Work request: Take the data below and copy exactly the lines starting at the one with "src/Core__Error.resi" and finishing at the one with "I think this", both included.
'''
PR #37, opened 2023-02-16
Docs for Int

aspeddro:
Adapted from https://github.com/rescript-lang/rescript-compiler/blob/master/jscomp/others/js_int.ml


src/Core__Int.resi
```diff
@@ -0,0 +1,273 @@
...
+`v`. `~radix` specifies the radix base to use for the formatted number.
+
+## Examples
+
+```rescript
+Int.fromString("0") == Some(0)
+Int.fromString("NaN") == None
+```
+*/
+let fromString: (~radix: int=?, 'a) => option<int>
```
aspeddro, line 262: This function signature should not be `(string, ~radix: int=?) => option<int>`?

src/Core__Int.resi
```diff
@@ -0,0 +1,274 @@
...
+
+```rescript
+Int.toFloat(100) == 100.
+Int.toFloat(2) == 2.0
'''
'''
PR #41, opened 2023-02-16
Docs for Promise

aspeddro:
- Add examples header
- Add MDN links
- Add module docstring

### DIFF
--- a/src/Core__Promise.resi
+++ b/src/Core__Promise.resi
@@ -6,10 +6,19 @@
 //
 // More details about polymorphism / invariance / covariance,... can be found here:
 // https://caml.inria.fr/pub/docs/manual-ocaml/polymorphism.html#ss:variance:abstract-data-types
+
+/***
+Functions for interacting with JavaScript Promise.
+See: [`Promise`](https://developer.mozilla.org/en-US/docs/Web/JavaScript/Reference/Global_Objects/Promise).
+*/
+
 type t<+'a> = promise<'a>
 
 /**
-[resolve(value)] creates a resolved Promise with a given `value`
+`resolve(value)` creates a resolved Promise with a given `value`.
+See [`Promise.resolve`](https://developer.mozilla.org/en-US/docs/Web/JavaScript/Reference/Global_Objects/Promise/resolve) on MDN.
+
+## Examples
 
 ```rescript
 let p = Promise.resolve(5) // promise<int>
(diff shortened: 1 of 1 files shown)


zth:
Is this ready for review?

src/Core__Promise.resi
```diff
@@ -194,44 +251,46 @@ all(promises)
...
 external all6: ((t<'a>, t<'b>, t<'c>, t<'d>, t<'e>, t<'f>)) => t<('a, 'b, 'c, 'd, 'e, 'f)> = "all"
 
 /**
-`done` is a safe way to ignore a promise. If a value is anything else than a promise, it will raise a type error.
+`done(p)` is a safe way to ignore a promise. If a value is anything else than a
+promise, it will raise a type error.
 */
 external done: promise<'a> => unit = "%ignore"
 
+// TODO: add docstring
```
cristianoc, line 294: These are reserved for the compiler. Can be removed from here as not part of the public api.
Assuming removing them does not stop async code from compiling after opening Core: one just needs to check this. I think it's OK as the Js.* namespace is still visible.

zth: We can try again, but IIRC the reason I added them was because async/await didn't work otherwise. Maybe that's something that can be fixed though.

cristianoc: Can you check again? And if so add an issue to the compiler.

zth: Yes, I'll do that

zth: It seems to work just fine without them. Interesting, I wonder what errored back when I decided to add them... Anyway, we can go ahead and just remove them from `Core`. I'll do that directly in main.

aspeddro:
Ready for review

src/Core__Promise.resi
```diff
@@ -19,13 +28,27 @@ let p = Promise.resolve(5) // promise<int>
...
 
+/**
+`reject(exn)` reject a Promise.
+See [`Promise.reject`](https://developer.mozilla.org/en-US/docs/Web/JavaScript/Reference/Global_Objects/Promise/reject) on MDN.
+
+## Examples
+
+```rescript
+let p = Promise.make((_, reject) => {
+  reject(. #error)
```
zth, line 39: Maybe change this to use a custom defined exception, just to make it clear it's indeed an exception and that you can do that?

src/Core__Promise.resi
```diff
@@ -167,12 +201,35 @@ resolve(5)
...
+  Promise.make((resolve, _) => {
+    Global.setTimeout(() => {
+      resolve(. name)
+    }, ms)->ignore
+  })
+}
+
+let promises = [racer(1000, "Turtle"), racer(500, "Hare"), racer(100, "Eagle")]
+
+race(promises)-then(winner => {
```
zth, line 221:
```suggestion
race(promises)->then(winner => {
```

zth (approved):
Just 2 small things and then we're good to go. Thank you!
'''
'''
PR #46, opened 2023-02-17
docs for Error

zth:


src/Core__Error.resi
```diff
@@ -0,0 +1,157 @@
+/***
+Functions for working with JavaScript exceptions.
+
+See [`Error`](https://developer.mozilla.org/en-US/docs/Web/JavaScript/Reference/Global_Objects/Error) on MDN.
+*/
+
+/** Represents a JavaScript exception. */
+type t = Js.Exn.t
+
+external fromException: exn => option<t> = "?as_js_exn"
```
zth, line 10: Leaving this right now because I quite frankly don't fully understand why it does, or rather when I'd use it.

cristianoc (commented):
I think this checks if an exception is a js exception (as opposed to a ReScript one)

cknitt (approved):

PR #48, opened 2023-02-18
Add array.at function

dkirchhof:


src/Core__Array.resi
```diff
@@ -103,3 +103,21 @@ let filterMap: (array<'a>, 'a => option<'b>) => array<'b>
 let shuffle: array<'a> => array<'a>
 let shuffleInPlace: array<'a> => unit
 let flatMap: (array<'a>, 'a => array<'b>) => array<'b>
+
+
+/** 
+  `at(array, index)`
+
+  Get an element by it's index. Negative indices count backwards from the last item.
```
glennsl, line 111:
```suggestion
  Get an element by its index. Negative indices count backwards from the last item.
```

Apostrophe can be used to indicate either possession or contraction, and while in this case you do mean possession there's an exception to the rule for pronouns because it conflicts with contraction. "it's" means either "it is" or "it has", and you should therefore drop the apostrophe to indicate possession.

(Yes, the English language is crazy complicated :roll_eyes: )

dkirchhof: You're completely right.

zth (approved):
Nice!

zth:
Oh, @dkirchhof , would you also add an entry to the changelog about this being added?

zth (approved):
'''
Exercise result:
src/Core__Error.resi
```diff
@@ -0,0 +1,157 @@
+/***
+Functions for working with JavaScript exceptions.
+
+See [`Error`](https://developer.mozilla.org/en-US/docs/Web/JavaScript/Reference/Global_Objects/Error) on MDN.
+*/
+
+/** Represents a JavaScript exception. */
+type t = Js.Exn.t
+
+external fromException: exn => option<t> = "?as_js_exn"
```
zth, line 10: Leaving this right now because I quite frankly don't fully understand why it does, or rather when I'd use it.

cristianoc (commented):
I think this checks if an exception is a js exception (as opposed to a ReScript one)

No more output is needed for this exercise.